Online dating has existed for over two decades, but the stigma has decreased in recent years as the number of outlets has risen. Whereas Match.com and Eharmony.com dominated the field in the early days, today’s landscape also includes such as Tinder and more specific services like Jdate, OurTime, Farmers Only and others.

A recent study from the Pew Research Center found 30% of consumers have used an online dating service, up from just 11% in 2013. But there remains significant skepticism around them: Barely a majority of U.S. adults – just 53% – said online dating was “somewhat safe” or “very safe,” according to Pew.

Many credit unions have begun posting information on their websites about red flags to watch for that could indicate a romance scam, and sources said staff training to maximize communication with members is key. That ensures front-line staff can ask questions about abnormal transaction patterns, requests for unusually high amounts of gift cards or wire transfers, and more.

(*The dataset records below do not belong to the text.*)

PR #778, opened 2023-03-31
feat: add an IAM policy to grant the runner access to the KMS key

jasonjanderson:
## Description

Fixes some issues with accessing the S3 bucket when the bucket has KMS encryption enabled.

Allowing  the runner role the ability to use the KMS key. We mainly ran into issue with this around access to the caching S3 bucket. Without access to the KMS key, the runners can't pull from or push to the S3 bucket created by this project.

In case `var.enable_kms` is set to `true`, the module automatically adds a policy to access the KMS key.

## Migrations required

No

## Verification
Custom:
```
module "runner" {
  source      = "github.com/jasonjanderson/terraform-aws-gitlab-runner?ref=kms"
  aws_region  = data.aws_region.current.name
  environment = "terraform"

  #   ssh_public_key = local_file.public_ssh_key.content

  vpc_id                   = module.vpc.vpc_id
  subnet_ids_gitlab_runner = module.vpc.private_subnets
  subnet_id_runners        = element(module.vpc.private_subnets, 0)

  runners_name       = "terraform"
  runners_gitlab_url = "https://gitlab.com"

    registration_token = data.gitlab_project.init-register.runners_token
    tag_list           = "terraform"
    description        = data.gitlab_project.init-register.name
    locked_to_project  = "true"
    run_untagged       = "false"
    maximum_timeout    = "3600"
  }


  docker_machine_spot_price_bid = "on-demand-price"
  docker_machine_instance_type  = "t3.large"

  enable_kms     = true
  enable_cloudwatch_logging            = true
  cloudwatch_logging_retention_in_days = 14
  agent_tags                           = local.terraform_runner_tags
  runner_tags                          = local.terraform_runner_tags
  docker_machine_iam_policy_arns       = [aws_iam_policy.terraform_runner.arn]
  runners_add_dind_volumes             = true
  runners_executor                     = "docker+machine"
  runners_monitoring                   = true
  runners_request_concurrency          = 10
  runners_machine_autoscaling = [{
    periods    = ["\"* * 8-19 * * mon-fri *\""]
    idle_count = 1
    idle_time  = 1800
    timezone   = "America/Chicago"
  }]
}
```


policies/instance-kms-policy.json
```diff
@@ -0,0 +1,18 @@
+{
+    "Version": "2012-10-17",
+    "Statement": [
+        {
+            "Action": [
+                "kms:Encrypt*",
+                "kms:Decrypt*",
+                "kms:ReEncrypt*",
+                "kms:GenerateDataKey*",
+                "kms:Describe*"
```
kayman-mk, line 10: suggestion: I think `Decrypt` and `GenerateDataKey` should be sufficient according to [AWS docs](https://docs.aws.amazon.com/AmazonS3/latest/userguide/UsingKMSEncryption.html). Could you please check this?

kayman-mk (changes requested):
Good job! Thanks for implementing the KMS policy in the module. Makes the module easier to use.

policies/instance-kms-policy.json
jasonjanderson: Updated the policy to only include `Decrypt` and `GenerateDataKey`. Validated that the change is working correctly. 

If the `SecureString` SSM parameters are ever updated to use the CMK, `kms:Encrypt` will have to be added to this policy.

kayman-mk:
@npalm Any chance to test this change (have no access to a computer right now)? It looks good to me. I think we have to create a release note so users can remove their own KMS policy.

npalm:
> @npalm Any chance to test this change (have no access to a computer right now)? It looks good to me. I think we have to create a release note so users can remove their own KMS policy.

will do my best to test it today or tomorrow. Thx for the ping

main.tf
```diff
@@ -370,6 +370,32 @@ resource "aws_iam_role" "instance" {
   tags = merge(local.tags, var.role_tags)
 }
 
+################################################################################
+### Policy for the instance to use the KMS key
+################################################################################
+resource "aws_iam_policy" "instance_kms_policy" {
+  count = var.enable_kms ? 1 : 0
```
npalm, line 377: Introduction of the count let the policy created on line 472 fails when "enable_kms" is set

```
│ Error: Invalid count argument
│
│   on ../../main.tf line 472, in resource "aws_iam_role_policy_attachment" "docker_machine_cache_instance":
│  472:   count = var.runners_executor == "docker+machine" ? (var.cache_bucket["create"] || lookup(var.cache_bucket, "policy", "") != "" ? 1 : 0) : 0
│
│ The "count" value depends on resource attributes that cannot be determined until apply, so Terraform cannot predict how many instances will be created. To
│ work around this, use the -target argument to first apply only the resources that the count depends on.
╵
╷
```

main.tf
```diff
@@ -370,6 +370,32 @@ resource "aws_iam_role" "instance" {
...
+
+  name        = "${local.name_iam_objects}-kms"
+  path        = "/"
+  description = "Allow runner instance the ability to use the KMS key."
+  policy = templatefile("${path.module}/policies/instance-kms-policy.json",
+    {
+      kms_key_arn = var.enable_kms && var.kms_key_id == "" ? aws_kms_key.default[0].arn : "arn:aws:kms:${var.aws_region}:${data.aws_caller_identity.current.account_id}:key/${var.kms_key_id}"
```
npalm, line 384: I doubt this is correct. On other places in the module var.kms_id is pointing to the ARN as far I can see.

npalm (changes requested):
@jasonjanderson thx for the contribution.

- Tested with a deployment without KMS key, all fine
- When setting `enable_kms` and not provide a manged key the module failes. See inline comment.

Dit not have the time to explore solution right now.

main.tf
jasonjanderson: Fixed this. var.kms_key_id is now assumed to be the full ARN. Checked a few places where var.kms_key_id is used and they accept the ARN. Some accept the ARN or the key ID.

main.tf
kayman-mk: Didn't see this behavior here. Switched from 6.2.0 to this version without any problems. Have `enable_kms` set and tried with/without `kms_key_id`.

main.tf
kayman-mk: Yeah, horrible in the provider. I updated the variable description with this finding.

main.tf
kayman-mk: @npalm How to proceed here? Any chance to reproduce it? To me it seems not related to this change.

Haven't we removed these `lookup`s in the past? May be we forgot this one.

npalm: My bad, ran everything again without a problem

npalm (approved):
@jasonjanderson thanks for your work, all looks good. @kayman-mk for me the PR is ready.

kayman-mk (approved):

“We’re in a unique role to help,” said Jody Ledgerwood, marketing manager at Hoosier Hills CU in Bedford, Ind. “For those who may have concerns, we are well poised as a partner because … we don’t have that emotional blindspot or the emotional bias. We can take a look at the patterns and situations and help them come to terms with what’s going on.”

While recoveries do occasionally happen, the more likely outcome is helping members understand what’s happening and putting a stop to it before things get any worse.

And when that happens, the scammer is often gone quickly and on to the next target.

“Oftentimes the person is no longer there – there’s no one to recover the money from,” said Ledgerwood.